Retrieve every line of the data holding the word "Shouldn".

MATERIAL SUPPLIED.
■ ■ ■ ■ ■
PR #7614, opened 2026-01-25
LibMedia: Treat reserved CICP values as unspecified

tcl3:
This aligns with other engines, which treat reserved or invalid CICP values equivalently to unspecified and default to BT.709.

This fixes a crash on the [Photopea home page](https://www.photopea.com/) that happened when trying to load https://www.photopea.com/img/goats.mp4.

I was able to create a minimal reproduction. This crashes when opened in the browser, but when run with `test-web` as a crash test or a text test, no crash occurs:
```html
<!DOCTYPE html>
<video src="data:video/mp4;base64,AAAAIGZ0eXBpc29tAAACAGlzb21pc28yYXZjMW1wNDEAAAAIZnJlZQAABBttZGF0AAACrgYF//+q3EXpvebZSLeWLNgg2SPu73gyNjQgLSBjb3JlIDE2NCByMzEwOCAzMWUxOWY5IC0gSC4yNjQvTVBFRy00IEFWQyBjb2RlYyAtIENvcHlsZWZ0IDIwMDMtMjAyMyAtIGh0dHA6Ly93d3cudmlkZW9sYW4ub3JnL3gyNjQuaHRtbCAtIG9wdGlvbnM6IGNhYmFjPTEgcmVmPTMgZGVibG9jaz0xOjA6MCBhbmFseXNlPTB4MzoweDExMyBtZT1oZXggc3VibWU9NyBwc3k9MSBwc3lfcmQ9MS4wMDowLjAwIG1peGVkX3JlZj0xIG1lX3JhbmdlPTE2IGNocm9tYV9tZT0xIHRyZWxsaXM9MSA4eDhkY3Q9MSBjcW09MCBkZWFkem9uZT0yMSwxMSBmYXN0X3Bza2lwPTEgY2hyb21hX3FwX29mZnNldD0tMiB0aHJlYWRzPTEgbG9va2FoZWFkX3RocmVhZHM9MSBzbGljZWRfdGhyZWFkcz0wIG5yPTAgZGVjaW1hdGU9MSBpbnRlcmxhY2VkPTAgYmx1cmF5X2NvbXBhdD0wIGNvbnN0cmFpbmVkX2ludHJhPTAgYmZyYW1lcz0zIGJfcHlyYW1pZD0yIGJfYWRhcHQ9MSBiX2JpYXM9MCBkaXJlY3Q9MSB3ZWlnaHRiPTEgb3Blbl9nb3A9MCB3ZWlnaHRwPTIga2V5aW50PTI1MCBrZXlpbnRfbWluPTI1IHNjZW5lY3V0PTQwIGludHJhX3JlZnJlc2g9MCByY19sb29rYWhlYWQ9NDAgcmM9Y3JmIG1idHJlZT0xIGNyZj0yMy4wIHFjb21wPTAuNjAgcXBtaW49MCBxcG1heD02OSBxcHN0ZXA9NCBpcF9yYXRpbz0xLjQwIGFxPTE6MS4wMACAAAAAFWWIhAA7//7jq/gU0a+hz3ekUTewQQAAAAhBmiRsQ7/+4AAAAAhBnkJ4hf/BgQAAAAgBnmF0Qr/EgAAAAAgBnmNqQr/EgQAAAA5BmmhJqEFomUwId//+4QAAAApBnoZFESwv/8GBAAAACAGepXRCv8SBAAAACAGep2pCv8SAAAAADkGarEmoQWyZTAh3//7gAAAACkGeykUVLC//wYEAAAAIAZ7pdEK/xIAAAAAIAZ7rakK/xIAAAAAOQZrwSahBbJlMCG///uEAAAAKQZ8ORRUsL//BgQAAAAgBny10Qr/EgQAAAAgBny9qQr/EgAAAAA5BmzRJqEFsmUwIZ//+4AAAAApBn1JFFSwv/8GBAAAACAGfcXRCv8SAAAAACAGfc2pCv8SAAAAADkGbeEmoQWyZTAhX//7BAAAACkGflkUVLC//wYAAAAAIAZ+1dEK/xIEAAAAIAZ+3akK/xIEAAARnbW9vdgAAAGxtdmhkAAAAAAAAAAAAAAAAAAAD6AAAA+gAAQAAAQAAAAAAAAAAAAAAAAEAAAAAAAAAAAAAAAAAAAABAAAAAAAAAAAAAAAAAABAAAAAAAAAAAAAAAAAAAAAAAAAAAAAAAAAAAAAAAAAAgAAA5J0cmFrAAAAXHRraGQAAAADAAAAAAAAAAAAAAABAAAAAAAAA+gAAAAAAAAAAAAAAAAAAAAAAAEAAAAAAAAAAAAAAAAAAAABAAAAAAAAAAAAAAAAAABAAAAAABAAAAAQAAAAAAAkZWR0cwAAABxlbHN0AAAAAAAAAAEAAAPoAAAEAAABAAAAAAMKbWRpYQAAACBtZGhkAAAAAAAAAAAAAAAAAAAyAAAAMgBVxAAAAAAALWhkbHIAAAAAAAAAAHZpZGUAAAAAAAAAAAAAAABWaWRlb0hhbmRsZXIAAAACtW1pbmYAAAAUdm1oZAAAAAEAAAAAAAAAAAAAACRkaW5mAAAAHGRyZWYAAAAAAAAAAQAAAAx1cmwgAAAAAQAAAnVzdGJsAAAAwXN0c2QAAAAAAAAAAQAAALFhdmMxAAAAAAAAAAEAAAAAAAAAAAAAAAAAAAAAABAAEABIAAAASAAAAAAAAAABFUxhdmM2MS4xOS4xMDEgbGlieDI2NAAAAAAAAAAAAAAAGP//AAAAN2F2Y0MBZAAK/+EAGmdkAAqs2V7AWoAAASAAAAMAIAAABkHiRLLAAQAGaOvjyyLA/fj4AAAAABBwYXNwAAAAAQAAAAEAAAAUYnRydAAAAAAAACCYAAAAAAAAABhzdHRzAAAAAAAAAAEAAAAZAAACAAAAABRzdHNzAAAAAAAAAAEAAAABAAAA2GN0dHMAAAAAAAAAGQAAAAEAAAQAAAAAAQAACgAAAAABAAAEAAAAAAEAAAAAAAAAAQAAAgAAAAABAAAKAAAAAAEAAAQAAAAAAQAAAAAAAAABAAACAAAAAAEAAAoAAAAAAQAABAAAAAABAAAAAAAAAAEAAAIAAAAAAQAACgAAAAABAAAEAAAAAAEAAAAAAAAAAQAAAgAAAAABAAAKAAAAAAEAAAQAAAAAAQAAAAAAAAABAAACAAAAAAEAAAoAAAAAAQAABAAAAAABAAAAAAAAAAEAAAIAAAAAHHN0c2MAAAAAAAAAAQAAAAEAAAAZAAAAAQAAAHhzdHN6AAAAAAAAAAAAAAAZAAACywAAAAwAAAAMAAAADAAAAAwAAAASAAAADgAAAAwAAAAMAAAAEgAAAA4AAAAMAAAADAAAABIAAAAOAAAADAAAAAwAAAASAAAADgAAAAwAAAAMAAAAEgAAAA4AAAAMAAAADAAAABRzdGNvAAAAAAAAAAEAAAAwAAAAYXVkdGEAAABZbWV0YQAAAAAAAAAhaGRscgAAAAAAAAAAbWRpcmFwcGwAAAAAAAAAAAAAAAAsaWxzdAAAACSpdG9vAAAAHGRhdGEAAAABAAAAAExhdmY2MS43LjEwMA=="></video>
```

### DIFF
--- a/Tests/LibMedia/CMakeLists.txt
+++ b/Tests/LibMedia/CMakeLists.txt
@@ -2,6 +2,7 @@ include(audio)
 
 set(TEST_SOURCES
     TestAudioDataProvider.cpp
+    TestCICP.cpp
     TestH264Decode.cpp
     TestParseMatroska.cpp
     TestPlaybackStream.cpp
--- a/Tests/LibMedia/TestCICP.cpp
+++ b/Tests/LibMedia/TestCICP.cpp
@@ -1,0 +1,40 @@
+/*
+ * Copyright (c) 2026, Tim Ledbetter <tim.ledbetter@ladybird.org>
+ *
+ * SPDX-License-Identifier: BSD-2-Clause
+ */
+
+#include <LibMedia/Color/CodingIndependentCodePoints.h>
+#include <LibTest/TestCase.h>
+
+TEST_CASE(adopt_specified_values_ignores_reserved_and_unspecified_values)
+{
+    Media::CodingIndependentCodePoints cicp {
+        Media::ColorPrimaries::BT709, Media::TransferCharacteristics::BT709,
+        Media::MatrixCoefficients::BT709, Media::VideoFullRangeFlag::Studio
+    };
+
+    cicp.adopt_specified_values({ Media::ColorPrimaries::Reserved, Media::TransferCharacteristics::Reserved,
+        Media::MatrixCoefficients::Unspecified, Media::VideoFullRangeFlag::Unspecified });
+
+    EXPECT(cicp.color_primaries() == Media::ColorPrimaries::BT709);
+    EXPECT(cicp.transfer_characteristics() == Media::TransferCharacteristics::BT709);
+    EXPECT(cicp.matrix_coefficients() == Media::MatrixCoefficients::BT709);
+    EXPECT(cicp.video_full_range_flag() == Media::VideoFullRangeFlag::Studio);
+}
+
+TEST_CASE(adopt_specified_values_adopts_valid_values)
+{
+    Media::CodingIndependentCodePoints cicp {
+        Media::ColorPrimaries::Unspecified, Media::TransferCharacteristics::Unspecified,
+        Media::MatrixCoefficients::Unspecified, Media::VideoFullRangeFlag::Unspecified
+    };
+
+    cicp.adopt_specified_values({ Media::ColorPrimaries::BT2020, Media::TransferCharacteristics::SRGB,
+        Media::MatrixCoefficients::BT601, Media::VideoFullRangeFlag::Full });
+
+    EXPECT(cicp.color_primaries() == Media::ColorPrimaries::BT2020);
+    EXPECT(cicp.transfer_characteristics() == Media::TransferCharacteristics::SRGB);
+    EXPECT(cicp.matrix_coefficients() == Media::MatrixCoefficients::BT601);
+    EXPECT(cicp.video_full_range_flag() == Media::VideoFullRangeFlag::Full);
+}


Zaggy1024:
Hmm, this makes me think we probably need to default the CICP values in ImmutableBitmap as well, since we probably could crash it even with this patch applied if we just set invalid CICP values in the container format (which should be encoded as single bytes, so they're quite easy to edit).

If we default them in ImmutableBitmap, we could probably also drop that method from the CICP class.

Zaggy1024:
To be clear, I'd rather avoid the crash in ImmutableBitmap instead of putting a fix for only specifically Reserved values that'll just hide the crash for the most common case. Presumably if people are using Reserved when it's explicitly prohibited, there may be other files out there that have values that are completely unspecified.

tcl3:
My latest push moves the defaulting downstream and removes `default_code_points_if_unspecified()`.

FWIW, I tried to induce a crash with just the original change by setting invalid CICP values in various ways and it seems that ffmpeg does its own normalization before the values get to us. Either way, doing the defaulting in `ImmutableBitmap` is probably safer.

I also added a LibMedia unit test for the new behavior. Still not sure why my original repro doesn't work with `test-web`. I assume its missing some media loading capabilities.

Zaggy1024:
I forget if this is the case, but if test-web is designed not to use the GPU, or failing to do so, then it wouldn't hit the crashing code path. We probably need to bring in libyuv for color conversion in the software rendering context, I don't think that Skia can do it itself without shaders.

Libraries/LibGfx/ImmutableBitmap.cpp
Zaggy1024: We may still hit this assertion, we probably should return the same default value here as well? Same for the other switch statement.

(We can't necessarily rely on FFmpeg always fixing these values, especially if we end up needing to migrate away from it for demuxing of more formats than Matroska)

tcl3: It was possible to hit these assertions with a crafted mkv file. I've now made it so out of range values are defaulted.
■ ■ ■ ■ ■
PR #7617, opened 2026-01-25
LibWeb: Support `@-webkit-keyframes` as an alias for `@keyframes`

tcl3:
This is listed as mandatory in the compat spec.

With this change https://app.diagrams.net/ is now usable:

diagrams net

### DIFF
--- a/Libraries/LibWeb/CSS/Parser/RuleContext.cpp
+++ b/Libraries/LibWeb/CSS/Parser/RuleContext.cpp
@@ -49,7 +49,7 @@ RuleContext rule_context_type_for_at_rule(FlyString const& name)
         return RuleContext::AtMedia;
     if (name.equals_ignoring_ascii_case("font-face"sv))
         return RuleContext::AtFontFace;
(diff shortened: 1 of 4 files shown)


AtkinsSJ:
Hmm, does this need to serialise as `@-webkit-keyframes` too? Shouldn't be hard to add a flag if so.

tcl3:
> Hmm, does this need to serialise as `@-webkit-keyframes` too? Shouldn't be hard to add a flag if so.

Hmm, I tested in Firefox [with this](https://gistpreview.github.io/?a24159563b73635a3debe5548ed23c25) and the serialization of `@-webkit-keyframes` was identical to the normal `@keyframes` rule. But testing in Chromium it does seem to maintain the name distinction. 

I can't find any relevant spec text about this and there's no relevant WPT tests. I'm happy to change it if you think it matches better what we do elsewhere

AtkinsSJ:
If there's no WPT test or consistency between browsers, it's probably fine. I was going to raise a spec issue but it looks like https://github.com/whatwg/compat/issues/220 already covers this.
■ ■ ■ ■ ■
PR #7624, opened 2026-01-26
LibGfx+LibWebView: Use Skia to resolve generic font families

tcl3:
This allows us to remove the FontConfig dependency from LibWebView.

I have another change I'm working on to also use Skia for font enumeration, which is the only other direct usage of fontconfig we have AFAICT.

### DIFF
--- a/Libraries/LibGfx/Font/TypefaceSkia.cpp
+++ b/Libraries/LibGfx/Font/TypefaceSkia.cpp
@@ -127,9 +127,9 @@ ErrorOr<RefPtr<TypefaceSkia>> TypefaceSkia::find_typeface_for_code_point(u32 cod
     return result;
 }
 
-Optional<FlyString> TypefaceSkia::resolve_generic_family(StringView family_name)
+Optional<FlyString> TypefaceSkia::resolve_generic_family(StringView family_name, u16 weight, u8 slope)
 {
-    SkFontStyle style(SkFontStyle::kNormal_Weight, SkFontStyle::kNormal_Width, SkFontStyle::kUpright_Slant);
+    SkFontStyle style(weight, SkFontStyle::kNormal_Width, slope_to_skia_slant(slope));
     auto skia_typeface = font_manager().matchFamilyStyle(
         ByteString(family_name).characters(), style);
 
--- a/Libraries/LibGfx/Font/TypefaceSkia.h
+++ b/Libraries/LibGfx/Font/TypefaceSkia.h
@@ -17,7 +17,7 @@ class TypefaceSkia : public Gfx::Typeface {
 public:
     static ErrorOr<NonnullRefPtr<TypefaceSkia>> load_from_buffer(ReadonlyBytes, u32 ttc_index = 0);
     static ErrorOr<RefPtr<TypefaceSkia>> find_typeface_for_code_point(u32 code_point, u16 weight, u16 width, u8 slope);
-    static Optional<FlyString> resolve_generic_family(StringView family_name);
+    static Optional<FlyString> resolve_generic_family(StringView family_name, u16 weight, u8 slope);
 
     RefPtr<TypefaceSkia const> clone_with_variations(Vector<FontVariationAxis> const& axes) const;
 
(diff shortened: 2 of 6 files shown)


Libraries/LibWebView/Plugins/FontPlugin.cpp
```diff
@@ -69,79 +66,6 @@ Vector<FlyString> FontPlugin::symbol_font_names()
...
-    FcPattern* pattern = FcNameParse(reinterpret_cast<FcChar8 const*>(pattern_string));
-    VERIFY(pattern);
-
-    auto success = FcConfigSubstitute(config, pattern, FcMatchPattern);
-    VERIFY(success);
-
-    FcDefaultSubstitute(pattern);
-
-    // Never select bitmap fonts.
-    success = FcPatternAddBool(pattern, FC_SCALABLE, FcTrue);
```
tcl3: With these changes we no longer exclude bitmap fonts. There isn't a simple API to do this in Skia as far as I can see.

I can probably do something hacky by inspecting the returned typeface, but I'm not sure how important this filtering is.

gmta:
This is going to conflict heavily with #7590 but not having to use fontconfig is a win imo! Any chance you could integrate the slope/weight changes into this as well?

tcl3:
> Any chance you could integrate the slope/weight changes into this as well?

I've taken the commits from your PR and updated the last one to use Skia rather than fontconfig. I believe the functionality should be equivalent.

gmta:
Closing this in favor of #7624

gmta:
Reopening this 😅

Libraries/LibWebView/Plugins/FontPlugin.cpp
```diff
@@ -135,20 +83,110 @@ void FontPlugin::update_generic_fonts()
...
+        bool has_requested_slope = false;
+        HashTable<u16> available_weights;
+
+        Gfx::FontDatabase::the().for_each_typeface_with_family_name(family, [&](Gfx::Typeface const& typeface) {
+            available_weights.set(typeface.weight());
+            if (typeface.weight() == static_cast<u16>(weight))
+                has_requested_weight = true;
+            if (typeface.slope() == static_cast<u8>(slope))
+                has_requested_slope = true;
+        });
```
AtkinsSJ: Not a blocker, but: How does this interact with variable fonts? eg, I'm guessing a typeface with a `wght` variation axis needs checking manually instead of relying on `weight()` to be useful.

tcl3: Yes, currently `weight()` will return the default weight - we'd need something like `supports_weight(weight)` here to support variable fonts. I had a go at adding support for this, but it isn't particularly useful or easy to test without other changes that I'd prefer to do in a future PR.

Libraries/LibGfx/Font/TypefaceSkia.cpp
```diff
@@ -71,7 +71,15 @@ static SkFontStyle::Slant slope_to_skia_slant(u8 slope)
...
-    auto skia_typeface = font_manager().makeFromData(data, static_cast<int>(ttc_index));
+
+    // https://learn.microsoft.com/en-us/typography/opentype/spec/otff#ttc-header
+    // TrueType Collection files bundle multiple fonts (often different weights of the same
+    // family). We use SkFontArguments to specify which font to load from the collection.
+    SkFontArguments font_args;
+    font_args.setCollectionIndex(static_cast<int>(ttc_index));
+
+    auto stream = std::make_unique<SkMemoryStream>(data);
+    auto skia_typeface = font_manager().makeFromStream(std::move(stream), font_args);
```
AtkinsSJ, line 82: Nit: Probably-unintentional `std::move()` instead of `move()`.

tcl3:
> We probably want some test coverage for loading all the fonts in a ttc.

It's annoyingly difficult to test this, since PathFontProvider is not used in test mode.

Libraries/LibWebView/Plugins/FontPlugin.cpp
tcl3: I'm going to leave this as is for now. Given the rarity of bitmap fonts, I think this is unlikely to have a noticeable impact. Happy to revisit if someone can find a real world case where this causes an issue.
■ ■ ■ ■ ■
WRITTEN ANSWER.
Hmm, does this need to serialise as `@-webkit-keyframes` too? Shouldn't be hard to add a flag if so.
> Hmm, does this need to serialise as `@-webkit-keyframes` too? Shouldn't be hard to add a flag if so.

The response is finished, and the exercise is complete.